I wish that publishers did not feel the need to purge hymns of the “thees and thous,” because these terms indicate the second-person familiar, emphasizing our intimate relationship with God as Father.

MIghty Fortress is Our God.

I don’t know any Protestant hymns, I only know Christian hymns.

They’re sung often at Protestant worship services. And we sing them at Mass all the time.

I’ve always like And Can It Be?

Ein fester Berg ist unser Gott. Very powerful, especially when backed by an enormous pipe organ. :thumbsup:


Amazing Grace is one of my favorites, especially on the pipes.

Although since it is sung in many Catholic parishes, doesn’t that make it a Christian hymn, not specifically “Protestant”?


Just kidding. :wink: Every thread that starts that argument eventually gets nasty and justifiably closed. Let’s not go there.

I love “A Might Fortress”, however, I have read on here that some people consider it the “Battle Hymn of the Reformation”. I was reading that’s it not necessarily appropriate to be sung at Mass. I don’t see anything wrong with it though. :shrug:

As one who grew up in the Lutheran Church, I agree. And yes, a mighty pipe organ is required. :thumbsup:

There’s one in every crowd. :shrug:

Mine is:

“How great Thou art” as a curiosa i must say that this song was acctually written here in my lovely country of Sweden back in 1885


I like the old gospel songs, such as Wade in the Water, Joshua Fit the Battle of Jericho, Go Tell it on the Mountain, Ezekiel Saw the Wheels A Rollin’, Dem Bones, Swing Low, Sweet Chariot. I don’t know if they are considered hymns but they sure are fun to listen to.

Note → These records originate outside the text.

PR #1672, opened 2025-09-05
bump go to v1.25.1 and golangci-lint to v2.4.0

tariq1890:


versions.mk
```diff
@@ -19,8 +19,8 @@
 # - use environment variables to overwrite this value (e.g export VERSION=0.0.2)
 VERSION ?= v25.3.2
 
-GOLANG_VERSION ?= 1.24.5
+GOLANG_VERSION ?= 1.25.1
 
-GOLANGCI_LINT_VERSION ?= v2.1.6
+GOLANGCI_LINT_VERSION ?= v2.4.0q
```
cdesiniotis: typo here

tariq1890: wow, thanks :facepalm:

cdesiniotis:
@tariq1890 do you want this backported to `release-25.3`?

tariq1890:
I was going to ask the same question. I think we should as 1.25.1 includes some security fixes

Too many to mention! I have a couple of CDs of Southern Gospel hymns, that is as much a style of singing as content for those who may not know. I also am an ardent bluegrass fan and that genre is loaded with religiously related lyrics, one of my all time favorites for the benefit of our Southern friends is the Wreck on the Highway, a couple of verses:

I didn’t hear nobody pray, dear brother
I didn’t hear nobody pray
I heard the crash on the highway
But, I didn’t hear nobody pray.

Their soul has been called by the Master
They died in a crash on the way
And I heard the groans of the dying
But, I didn’t hear nobody pray.

I once heard E. Power Biggs’ version once. Whoh.

What a great name for a musician who plays such a powerful instrument.

Be Thou My Vision is a very beautiful hymn–sung in the Episcopal Church, 1982 Hymnal. Bringing in the Sheaves is a classic old fashioned Protestant hymn. Abide with Me was sung at both my grandmother’s and my mom’s funerals–both were Catholic, but the hymn definitely has Protestant roots. And then there’s Shall We Gather at the River–which my mother forbade me from singing at her funeral! She said that was too fundamentalist Protestant for her. :blush:

How great thou art was sung at mass last week. Love that one. And…

Just a closer walk with thee
Eternal father, strong to save
Nearer my god to thee
Just as I am

Grew up baptist and we did have great music. I’m sure there are tons I’m forgetting.

One what? Protestant, or Christian? Or did I misunderstand you? Thanks for any help.

That’s been my fabvorite hymn for years. I’ve been moved to tears by it several times. There’s nothing like hearing a chorus sing it accompanied by a pipe organ. Absolutely beautiful. I doubt I’ll ever hear it sung in mass considering who wrote it, but I don’t think there’s anything in the lyrics that is at odds with Catholic teaching.

There are many hymns that my old presbyterian and baptist churches used to sing that I have seen in the hymnal at my Catholic church. It’s kind of hard to tell which are Catholic and which are Protestant at this point!

Actually, I heard it at mass a few months ago. However, I noticed that some of the words had been changed. I can’t think of what would have been so objectionable about the original version.